Attackers actively exploit critical Oracle E-Business Suite vulnerability

Threat intelligence firm Defused reports that malicious actors have started leveraging a severe security issue tracked as CVE-2026-46817 in Oracle's E-Business Suite financial software.

Unauthenticated takeover via File Transmission component. The bug sits inside the File Transmission element of the Oracle Payments module within EBS. Carrying a CVSS score of 9.8, it lets unauthenticated attackers who can reach the target over HTTP seize control of susceptible installations using attacks of low complexity.

Oracle fixed the issue through its May 2026 Critical Security Patch Update and called on users to install the fixes right away.

Oracle's prior warning on unpatched systems. In that advisory the company said it "continues to periodically receive reports of attempts to maliciously exploit vulnerabilities for which Oracle has already released security patches." It added that "in some instances, it has been reported that attackers have been successful because targeted customers had failed to apply available Oracle patches."

The vendor therefore "strongly recommends that customers remain on actively-supported versions and apply security patches without delay."

Defused confirms active exploitation. Although Oracle has not yet listed CVE-2026-46817 as exploited in the wild, Defused disclosed Monday that adversaries are now using it in the wild. The firm detected the first exploitation attempts over the weekend against its Oracle E-Business honeypots. "This vulnerability has no known previous exploitation and no public POC code exists," Defused stated.

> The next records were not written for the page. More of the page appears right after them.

PR #332, opened 2024-07-12
DM-44997: Fix missing NO_DATA

parejkoj:


mrawls (approved):
Assuming Jenkins passes once it is online etc., this fix looks great.

PR #333, opened 2024-07-18
Fix incorrect parameter docstring

parejkoj:


python/lsst/ip/diffim/getTemplate.py
```diff
@@ -134,9 +134,9 @@ def getOverlappingExposures(self, inputs):
         Parameters
         ----------
         inputs : `dict` of task Inputs, containing:
-            - coaddExposureRefs : `list` \
-                                [`lsst.daf.butler.DeferredDatasetHandle` of \
-                                `lsst.afw.image.Exposure`]
+            - coaddExposure : `list` \
```
erykoff, line 137: Should be `coaddExposures` (plural), right?

PR #335, opened 2024-08-06
DM-10454: Add check that science and template have matching bands.

isullivan:


mrawls (approved):
Looks good, please also update the `_validateExposures` docstring to mention the band check is also happening here.

PR #339, opened 2024-09-06
DM-42087: Add more streak parameters to output

cmsaunders:


mrawls (commented):
Following discussion at the AP meeting, please configure `onlyMaskDetected` to False in (next to the maskStreaks and writeStreakInfo configs around line 170) so it is the default behavior in difference imaging. Then this is good to go.

cmsaunders:
I took a slightly different approach, since `maskStreaks` is a `ConfigurableField`, and added a line in `setDefaults` to configure `maskStreaks` with `onlyMaskDetected = False`.

python/lsst/ip/diffim/detectAndMeasure.py
```diff
@@ -221,6 +221,8 @@ def setDefaults(self):
             "STREAK", "INJECTED", "INJECTED_TEMPLATE"]
         self.skySources.avoidMask = ["DETECTED", "DETECTED_NEGATIVE", "BAD", "NO_DATA", "EDGE"]
 
+        self.maskStreaks.onlyMaskDetected = False
```
mrawls, line 224: This is a great place to set it, thank you - suggest one final inline comment e.g. `# Set the streak mask along the entire fit line, not only where the detected mask is set`

mrawls (approved):
Good catch, this looks great, one more in-line comment ought to do it!

PR #345, opened 2024-10-22
DM-45318: Add NO_DATA to detectAndMeasure's excludeMaskPlanes

mrawls:
This PR adds NO_DATA to the list of masks to ignore when detecting sources in difference images alongside EDGE, SAT, BAD, and INTRP.


abudlong (approved):

mrawls:
Plot twist, turns out the meas_algorithms change broke `testDipoleEdge`, which is designed to test that dipoles close to image edges are not detected. It makes sense that some of these should now be detected if they are close to the edge but (presumably) not _super_ close to the edge, so I'll see if I can fine-tune the test dipole coordinates to be more in the "super close" regime, unless @isullivan has a better suggestion.

PR #346, opened 2024-10-23
DM-47084: getOverlappingExposures docs and other cleanups

parejkoj:


python/lsst/ip/diffim/getTemplate.py
```diff
@@ -126,46 +126,51 @@ def runQuantum(self, butlerQC, inputRefs, outputRefs):
...
 
     def getOverlappingExposures(self, inputs):
-        """Return lists of coadds and their corresponding dataIds that overlap
-        the detector.
+        """Return a data structure containing the coadds that overlap the
+        specified bbox projected onto the sky, and a corresponding data
+        structure of their dataIds.
+        These are the appropriate inputs to this task's `run` method.
 
         The spatial index in the registry has generous padding and often
```
christinawilliams, line 134: I think I don't understand what "spatial index" here is referring to. If this is one of the inputs maybe its worth explaining which?

python/lsst/ip/diffim/getTemplate.py
```diff
@@ -126,46 +126,51 @@ def runQuantum(self, butlerQC, inputRefs, outputRefs):
...
         supplies patches near, but not directly overlapping the detector.
-        Filters inputs so that we don't have to read in all input coadds.
+        This filters the inputs so that we don't have to read in all
+        possibly-matching coadds.
```
christinawilliams, line 138: By "read in" does it mean load all the images in the input list (to check for overlap)? Perhaps this stems from my confusion over "spatial index in the registry" (does this mean butler registry, i.e. is referring to how all the images are indexed in the database?

python/lsst/ip/diffim/getTemplate.py
```diff
@@ -126,46 +126,51 @@ def runQuantum(self, butlerQC, inputRefs, outputRefs):
...
 
         Parameters
         ----------
         inputs : `dict` of task Inputs, containing:
             - coaddExposures : `list` \
                               [`lsst.daf.butler.DeferredDatasetHandle` of \
                                `lsst.afw.image.Exposure`]
-                Data references to exposures that might overlap the detector.
+                Data references to exposures that might overlap the desired
+                region.
```
christinawilliams, line 146: I think I was sending it a dictionary containing a list of data references? I find info on the format needed to be useful but I defer to developers the correct way to document these things

python/lsst/ip/diffim/getTemplate.py
```diff
@@ -126,46 +126,51 @@ def runQuantum(self, butlerQC, inputRefs, outputRefs):
...
-                resample the coaddExposures.
+                Template bounding box of the pixel geometry onto which the
+                coaddExposures will be resampled.
             - skyMap : `lsst.skymap.SkyMap`
-                Input definition of geometry/bbox and projection/wcs for
-                template exposures.
+                Geometry of the tracts and patches the coadds are defined on.
             - wcs : `lsst.afw.geom.SkyWcs`
-                Template WCS onto which to resample the coaddExposures.
+                Template WCS onto which the coadds will be resampled, .
```
christinawilliams, line 154: an extra comma at the end of the -wcs explanation

christinawilliams: Also separate question: does this function only work on coadds, or is it possible this would be used for calexp files also (i.e. perhaps more generic reference to input images rather than specifically coadds would make sense?)

christinawilliams (approved):
Thanks! I left some comments including minor typos and also some places where I thought more clarification would be useful (but I defer to the developers whether these should be included in order to stick with convention for documentation)

python/lsst/ip/diffim/getTemplate.py
```diff
@@ -44,35 +44,37 @@ class GetTemplateConnections(pipeBase.PipelineTaskConnections,
...
         dimensions=("skymap", ),
         storageClass="SkyMap",
     )
     # TODO DM-31292: Add option to use global external wcs from jointcal
     # Needed for DRP HSC
     coaddExposures = pipeBase.connectionTypes.Input(
-        doc="Input template to match and subtract from the exposure",
+        doc="Coadds that may overlap the desired region, as possible inputs to the template."
+            " Will be restricted to those that directly overlap the projected bounding box.",
         dimensions=("tract", "patch", "skymap", "band"),
```
christinawilliams, line 69: extra space before "Will"

christinawilliams (approved):
Looks good! Much improved (at least from the perspective of someone trying to learn how to use this). Just flagged one typo.

python/lsst/ip/diffim/getTemplate.py
parejkoj: As noted in the docstring, this just takes a list of datarefs. See the type listing above this line.

python/lsst/ip/diffim/getTemplate.py
parejkoj: Coadds are organized per tract/patch, other exposures are not. That tract/patch organization is a requirement here.

python/lsst/ip/diffim/getTemplate.py
parejkoj: That's necessary, so that there is a space after the period on the previous line.

python/lsst/ip/diffim/getTemplate.py
parejkoj: Please have another look at this text: I reworked it a bit to hopefully be more clear?

christinawilliams (approved):

PR #1118, opened 2017-08-02
Improves the stability of SteadyTimerHelper.

kmactavish:
Due to scheduling / resource contention, `sleep`s and `wait_until`s may be delayed. The `SteadyTimerHelper` test class was not robust to these delays, which was likely the cause of a failing test (`multipleSteadyTimeCallbacks` in `timer_callbacks.cpp`:220).

### DIFF
--- a/test/test_roscpp/test/src/timer_callbacks.cpp
+++ b/test/test_roscpp/test/src/timer_callbacks.cpp
@@ -80,7 +80,10 @@ class SteadyTimerHelper
 
       if (!first)
       {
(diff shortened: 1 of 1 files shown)


kmactavish:
This is a wild goose chase :duck:. This PR was supposed to fix tests so #1113 could get pulled in. It seems to have fixed the problem, but there are more failing tests downstream.

kmactavish:
So the problem seems to be caused by ros/roscpp_core#61. Not sure if the bug is in the test code here, or the range check there.

kmactavish:
Closing in favour of #1119.

PR #1119, opened 2017-08-03
Upstream compatibility

kmactavish:
There are a number of upstream changes that broke tests. This PR aims to get lunar-devel passing tests again so PRs aren't failing.
- ros/genpy#79 ros/roscpp_core#61 changed python stringification of messages, breaking a test.
- #1014 introduced timing-related stochastic test failures. Due to scheduling / resource contention, `sleep`s and `wait_until`s may be delayed. The `SteadyTimerHelper` test class was not robust to these delays, which was likely the cause of a failing test in #1113 (multipleSteadyTimeCallbacks in timer_callbacks.cpp:220), and forcing retests when #1014 was being considered.
- There is still another failing test, related to ros/roscpp_core#61, I haven't tracked that one down. Maintainers, feel free to add that fix to this branch before merging.

### DIFF
--- a/test/test_roscpp/test/src/stamped_topic_statistics_empty_timestamp.cpp
+++ b/test/test_roscpp/test/src/stamped_topic_statistics_empty_timestamp.cpp
@@ -45,18 +45,77 @@ TEST(TopicStatistics, empty_timestamp_crash_check)
   ros::Publisher pub = nh.advertise<test_roscpp::TestWithHeader>("test_with_empty_timestamp", 0);
   ros::Subscriber sub = nh.subscribe("test_with_empty_timestamp", 0, callback);
 
-  ros::Time start = ros::Time::now();
-  ros::Duration time_to_publish(10.0);
-  while ( (ros::Time::now() - start) < time_to_publish )
-  {
-    test_roscpp::TestWithHeader msg;
-    msg.header.frame_id = "foo";
-    // Don't fill in timestamp so that it defaults to 0.0
-
-    pub.publish(msg);
-    ros::spinOnce();
-    ros::WallDuration(0.01).sleep();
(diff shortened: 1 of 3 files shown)


test/test_roscpp/test/src/stamped_topic_statistics_empty_timestamp.cpp
```diff
@@ -45,18 +45,77 @@ TEST(TopicStatistics, empty_timestamp_crash_check)
...
+      }
+    }
+  } catch(const std::runtime_error & e) {
+    ROS_FATAL_STREAM("Uncaught outside the loop on iter " << i << " with: " << e.what());
+    FAIL();
+  } catch(...) {
+    ROS_FATAL_STREAM("Uncaught outside the loop on iter " << i);
+    FAIL();
   }
+  ROS_FATAL_STREAM("Done testing the message");
```
dirk-thomas, line 118: I think the problem you are trying to identify here has been addressed by #1127.

dirk-thomas:

dirk-thomas:
Thank you for the patch. It was very helpful in addressing the test failures.

* The ros/genpy#79 related issues have been addressed by #1125 (there was another case not covered by this patch).
* The flakyness of the steady timer test has been improved by #1128 (using 9dae982f2a26fd7c850529b25bbd570538d28e0b from this PR).
* The ros/roscpp_core#61 related issue has been addressed by #1127.

kmactavish:
@dirk-thomas Awesome, I couldn't track that one down. Thanks.

dirk-thomas:
> I couldn't track that one down.

I just ran the test executable in `gdb` and the stacktrace immediately revealed the culprit.

PR #1120, opened 2017-08-03
improve SteadyTimer tests

flixr:
Instead of checking when the callback was actually called, check for when it was added to the callback queue.
(Not sure why it was done differently in the WallTimer tests in the first place)...

If I understand things correctly this *should* make the test more reliable and be a better solution than #1118 
So if the tests fail because the callbacks in the queue are delayed, this should fix it (or at least be better). If the source of the sporadic test failures is that the thread actually sleeps too long, this doesn't change anything and thresholds might still need to be loosened up a bit like in #1118 or #1119

### DIFF
--- a/test/test_roscpp/test/src/timer_callbacks.cpp
+++ b/test/test_roscpp/test/src/timer_callbacks.cpp
@@ -74,15 +74,13 @@ class SteadyTimerHelper
     void callback(const SteadyTimerEvent& e)
     {
       bool first = last_call_.isZero();
-      SteadyTime last_call = last_call_;
-      last_call_ = SteadyTime::now();
-      SteadyTime start = last_call_;
+      last_call_ = e.current_real;
 
       if (!first)
       {
-        if (fabsf(expected_next_call_.toSec() - start.toSec()) > 0.1f)
+        if (fabsf(e.current_expected.toSec() - e.current_real.toSec()) > 0.1f)
         {
-          ROS_ERROR("Call came at wrong time (%f vs. %f)", expected_next_call_.toSec(), start.toSec());
+          ROS_ERROR("Call came at wrong time (%f vs. %f)", e.current_expected.toSec(), e.current_real.toSec());
           failed_ = true;
         }
       }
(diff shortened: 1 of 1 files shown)


flixr:
> So if the tests fail because the callbacks in the queue are delayed, this should fix it (or at least be better).

Actually this is not quite correct... `current_real` is also set right before the callback is called and not when it was added to the queue.
Code wise I still think this is nicer than duplicating this info in the test code...

If I see this correctly there are two possible causes for the flaky tests:
- thread sleeps too long and adds the callback to the queue too late
- callbacks were added to the queue in time (within the 0.1s threshold that is checked), but since there are possible quite a few callbacks in the queue it sometimes takes too long until they are actually called.

IMHO there is no way to distinguish the two without changing `SteadyTimerEvent` to add the time when the callback is added to the queue and setting this in `TimerQueueCallback`.

test/test_roscpp/test/src/timer_callbacks.cpp
```diff
@@ -74,15 +74,13 @@ class SteadyTimerHelper
...
       bool first = last_call_.isZero();
-      SteadyTime last_call = last_call_;
-      last_call_ = SteadyTime::now();
-      SteadyTime start = last_call_;
+      last_call_ = e.current_real;
 
       if (!first)
       {
-        if (fabsf(expected_next_call_.toSec() - start.toSec()) > 0.1f)
+        if (fabsf(e.current_expected.toSec() - e.current_real.toSec()) > 0.1f)
```
kmactavish: `fabsf` is for floats, but `toSec` returns a double, use `fabs(...) > 0.1` instead.

kmactavish: I still like splitting up too early, too late into separate checks. Even if you don't relax the too-late threshold. It should never be called too early, so the check can be really tight.

kmactavish (commented):
LGTM. I was trying to minimize my impact on the existing code, but this is definitely cleaner. I think the duration check could still be improved a little though.

dirk-thomas:

kmactavish:
It's not going to build, dependencies broke devel. See #1119 for some of the fixes (it's incomplete). Feel free to push to my branch on that PR to finish it up. I ran out of time over the next few days.

dirk-thomas:
> It's not going to build, dependencies broke devel.

What exactly do you mean with that? It built successfully before and only failed some tests.

I have addressed 2 of the 4 failing tests in #1125 already. Do you think this patch is going to fix one of the two remaining test failures (I thought that was the idea based on the description)?

**Update:** the latest PR build has the same failing tests as the latest devel job. So this patch doesn't seem to improve the failing tests.

kmactavish:
I listed the issues I found in #1119, they are changes in roscpp, which aren't version controlled by this repo.

dirk-thomas:

dirk-thomas:
I used the change from #1119 to reduce the flakyness of the steady timer test and merged it in #1128. Therefore I will close this PR for now. If you think specific parts of the patch are better than the merged patch please open a new PR. Thank you.

dirk-thomas:
I actually rebased this patch in #1129 in the hope that it reduces the flakyness of the test.

PR #1126, opened 2017-08-09
Fix rostopic hz and bw in Python 3

kartikmohta:
The window_size argument was converted to int using string.atoi but it's not present in Python3. Just use int(.) for both Python 2 & 3.

### DIFF
--- a/tools/rostopic/src/rostopic/__init__.py
+++ b/tools/rostopic/src/rostopic/__init__.py
@@ -426,9 +426,11 @@ class ROSTopicBandwidth(object):
         self.lock = threading.Lock()
         self.last_printed_tn = 0
         self.sizes =[]
-        self.times =[]        
-        self.window_size = window_size or 100
-                
+        self.times =[]
+        if window_size < 0:
+            window_size = 100
+        self.window_size = window_size
+
     def callback(self, data):
         """ros sub callback"""
         with self.lock:
--- a/tools/rostopic/src/rostopic/__init__.py
+++ b/tools/rostopic/src/rostopic/__init__.py
@@ -1528,7 +1528,7 @@ def _rostopic_cmd_bw(argv=sys.argv):
     from optparse import OptionParser
     parser = OptionParser(usage="usage: %prog bw /topic", prog=NAME)
     parser.add_option("-w", "--window",
-                      dest="window_size", default=None,
+                      dest="window_size", default=-1,
                       help="window size, in # of messages, for calculating rate", metavar="WINDOW")
     options, args = parser.parse_args(args)
     if len(args) == 0:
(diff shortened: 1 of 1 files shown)


dirk-thomas:

dirk-thomas:

dirk-thomas:

dirk-thomas:

tools/rostopic/src/rostopic/__init__.py
```diff
@@ -1532,19 +1530,15 @@ def _rostopic_cmd_bw(argv=sys.argv):
     from optparse import OptionParser
     parser = OptionParser(usage="usage: %prog bw /topic", prog=NAME)
     parser.add_option("-w", "--window",
-                      dest="window_size", default=None,
+                      dest="window_size", default=-1,
```
dirk-thomas: Why is this change necessary for Python 3 support? `None` seems to be a perfectly reasonable default value.

tools/rostopic/src/rostopic/__init__.py
```diff
@@ -426,9 +426,11 @@ def __init__(self, window_size=100):
         self.lock = threading.Lock()
         self.last_printed_tn = 0
         self.sizes =[]
-        self.times =[]        
-        self.window_size = window_size or 100
-                
+        self.times =[]
+        if window_size < 0:
+            window_size = 100
+        self.window_size = window_size
```
dirk-thomas: Why is this logic change necessary for Python 3 support?

tools/rostopic/src/rostopic/__init__.py
kartikmohta: It's not required but I did this for simplification of the following logic for converting `window_size` to int since `int(None)` is not allowed. I can check for None there instead if that seems better.

tools/rostopic/src/rostopic/__init__.py
```diff
@@ -1540,11 +1536,7 @@ def _rostopic_cmd_bw(argv=sys.argv):
     if len(args) > 1:
         parser.error("you may only specify one input topic")
     try:
-        if options.window_size:
-            import string
-            window_size = string.atoi(options.window_size)
-        else:
-            window_size = options.window_size
+        window_size = int(options.window_size) if options.window_size else None
```
dirk-thomas: This will set the variable to `None` in case the option is `0`. So this should check for `None` explicitly:

```
int(options.window_size) if options.window_size is not None else None
```

kartikmohta: Does a window_size of 0 even make sense for `rostopic bw`? Just falling back to the default might be better in that case.

dirk-thomas: If that is what the user asked for why do something else? This magic would then also need to be documented.

kartikmohta: The user is always right 🙂

dirk-thomas: > The user is always right

Oh no, but we give him what was asked for anyway :wink: :fire:

dirk-thomas:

Shadowserver tracks exposed instances. The internet security watchdog group Shadowserver is currently monitoring more than 450 publicly reachable Oracle EBS deployments, nearly 200 of them situated in the United States and Europe.

No data is available on how many of those exposed systems remain vulnerable to the current campaign.

Pattern of prior Oracle EBS and related exploits. The Clop extortion group previously weaponized a separate Oracle EBS vulnerability (CVE-2025-61882) in zero-day operations since early August 2025. Those incidents hit multiple U.S. universities (including Harvard University, the University of Pennsylvania, Dartmouth College, and the University of Phoenix), the Washington Post, Logitech, and GlobalLogic.

Earlier this month the U.S. Cybersecurity and Infrastructure Security Agency highlighted a high-severity Oracle WebLogic Server bug (CVE-2024-21182) patched two years earlier that is now actively exploited. Weeks afterward Oracle addressed a critical PeopleSoft Suite zero-day (CVE-2026-35273) that had been leveraged in ShinyHunter data-theft campaigns permitting unauthenticated remote code execution.

Across recent years CISA has designated 44 vulnerabilities in assorted Oracle products as exploited in the wild, 13 of which also featured in ransomware incidents.